5. Agents will evolve, but APIs will not.
A significant challenge lies in the static nature of the API and the dynamic evolution of the agent. Traditional APIs are often designed with a “human grade” approach, expecting clear and well-defined parameters. However, agents are literal in nature and can hallucinate ambiguous parameters. The trap is that agents build APIs as if they were human developers. The solution is to create an “agent-aware” API that is explicit, verbose, and self-documented.
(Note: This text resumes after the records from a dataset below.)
Issue #9505, opened 2026-03-11
[BUG]:events_socket: onclose() fails to clear clarificationInterval and rankingInterval, causing duplicate polls


AAdIprog:
## Checklist

- [x] I have searched existing issues and confirmed this is not a duplicate (Required)

## Current Behavior

In `frontend/www/js/omegaup/arena/events_socket.ts`, when a WebSocket connection closes and reconnects, the `onclose()` method only clears the `socketKeepalive` interval but does **not** clear `clarificationInterval` or `rankingInterval`. When the socket reconnects successfully, `setupPolls()` is called again, creating **new** intervals without clearing the old ones. This causes duplicate intervals to accumulate, firing redundant API requests (`Problemset.scoreboard`, `Problemset.scoreboardEvents`, `refreshContestClarifications`) indefinitely — one extra set per reconnection cycle.

## Expected Behavior

When the WebSocket connection closes, **all** polling intervals (`socketKeepalive`, `clarificationInterval`, and `rankingInterval`) should be cleared in `onclose()`. On reconnect, `setupPolls()` should start fresh without duplicate intervals running in the background. Only one set of polling intervals should ever be active at a time.

**Steps to reproduce:**

1. Open a contest or problemset page that uses the events socket (e.g., any active contest scoreboard).
2. Trigger a WebSocket disconnection (e.g., network interruption, or wait for the server to close the connection).
3. Allow the socket to automatically reconnect (it retries with exponential backoff).
4. Observe in the browser Network tab that API calls to `Problemset.scoreboard`, `Problemset.scoreboardEvents`, and clarification refresh endpoints now fire at **double** the expected rate. Each subsequent reconnect adds another set.

**Relevant code:**

- `onclose()` at line 243 only clears `socketKeepalive`: https://github.com/omegaup/omegaup/blob/main/frontend/www/js/omegaup/arena/events_socket.ts#L243
- `clarificationInterval` set at line 354 — never cleared on close
- `rankingInterval` set at line 366 — never cleared on close

**Environment:**

- Browser name: All browsers (logic bug, not browser-specific)
- Operating System and version: All platforms
- Link to the site where this issue occurs: Any active contest/problemset page on omegaUp that uses WebSocket events

ratatall:
Hi! I'd like to work on this issue. @pabo99 

[...]

PR #9507, opened 2026-03-11
Fix duplicate polling intervals in Arena

AAdIprog:
# Description

Fixed a bug where duplicate polling intervals for rankings and clarifications accumulated every time the WebSocket reconnected. The fix explicitly clears `clarificationInterval` and `rankingInterval` inside the `EventsSocket.onclose()` method to prevent leaks. 

Additionally, a comprehensive unit test (`should not leak polling intervals during reconnect cycles with setupPolls`) was added to simulate the connection fallback/reconnect loop and verify that all intervals are correctly disposed of across multiple cycles.

Fixes: #9505 

# Checklist:

### DIFF
--- a/.github/workflows/discord-issue-notification.yml
+++ b/.github/workflows/discord-issue-notification.yml
@@ -1,0 +1,277 @@
+name: Discord Issue Thread Notification
+
+on:
+  issues:
+    types: [labeled, opened]
+
+jobs:
+  notify-discord:
+    runs-on: ubuntu-22.04
+
+    steps:
+      - name: Check Label Conditions
+        id: check-label
+        run: |
+          ALLOWED_LABELS=("GSoC" "good first issue")
+          CURRENT_LABEL="${{ github.event.label.name }}"
+
+          # For 'opened' events, check all labels
+          if [ "${{ github.event.action }}" == "opened" ]; then
+            ISSUE_LABELS='${{ toJSON(github.event.issue.labels.*.name) }}'
+            for label in "${ALLOWED_LABELS[@]}"; do
+              if echo "$ISSUE_LABELS" | grep -q "\"$label\""; then
+                echo "should_notify=true" >> $GITHUB_OUTPUT
+                echo "matched_label=$label" >> $GITHUB_OUTPUT
+                exit 0
+              fi
+            done
+          fi
+
+          # For 'labeled' events, check the specific label
+          if [ "${{ github.event.action }}" == "labeled" ]; then
+            for label in "${ALLOWED_LABELS[@]}"; do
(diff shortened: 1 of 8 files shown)


AAdIprog:
@heduenas Please take a look at this pr

frontend/www/js/omegaup/arena/events_socket.test.ts
```diff
@@ -154,6 +154,69 @@ describe('EventsSocket', () => {
     expect(client.socketStatus).toEqual(SocketStatus.Failed);
   });
 
+  it('should clear intervals when the connection is closed', async () => {
```
pabo99, line 157: For this test, the real scenario should be the following:

- The socket fails to connect
- The fallback creates the polling
- The clarificationInterval and rankingInterval intervals are activated if the socket is not connected
- The socket connects
- The polling should be cleared

Could you adjust it so that it reflects the real scenario?

frontend/www/js/omegaup/arena/events_socket.test.ts
```diff
@@ -154,6 +154,69 @@ describe('EventsSocket', () => {
...
+    expect((client as any).rankingInterval).not.toBeNull();
+
+    client.shouldRetry = false;
+
+    (client as any).onclose();
+    expect((client as any).clarificationInterval).toBeNull();
+    expect((client as any).rankingInterval).toBeNull();
+  });
+
+  it('should not leak polling intervals during reconnect cycles with setupPolls', async () => {
```
pabo99, line 186: This test can be adjusted using the same cycle as the previous test, but completing it with the other two cycles. In this one, you should verify that the newly created intervals are different (so there is no leak) and that the entire reconnection flow is validated.

frontend/www/js/omegaup/arena/events_socket.ts
```diff
@@ -246,6 +246,14 @@ export class EventsSocket {
...
       this.socketKeepalive = null;
     }
+    if (this.clarificationInterval) {
+      clearInterval(this.clarificationInterval);
+      this.clarificationInterval = null;
+    }
+    if (this.rankingInterval) {
+      clearInterval(this.rankingInterval);
+      this.rankingInterval = null;
+    }
```
pabo99: According to the flow described in the tests, this is not the place where the intervals should be cleared, since `clarificationInterval` and `rankingInterval` are created when the connection fails. Therefore, the correct place to clear them should be when the `socket` connects. So they can be moved to just before the `socketKeepalive` interval is created.

AAdIprog:
@pabo99 Please take a look i have made the changes that were suggested in the review

AAdIprog:
@pabo99 Please take a look at this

This means providing a clear description of the function and its expected behavior, including what happens if the item is not found, ensuring that the agent has all the context it needs without guessing.
Summary: Trust but verify
Schmid concluded by summarizing the core principles for building effective AI agents.
Stop fighting models: Accept that you are a dispatcher, not a programmer.
Preserve meaning: Treats text as the primary state, not just boolean values.
Designed for recovery: Build agents that can learn and adapt from errors.
Evaluate, but do not assert: Measure your performance through multiple trials and LLM assessments as a judge.
Removed from build: Understand that agents evolve and their underlying models need to be rebuilt and improved over time.
The basic takeaway is that building AI agents requires thinking differently, accepting the probabilistic nature of these systems, and adapting traditional engineering methods accordingly.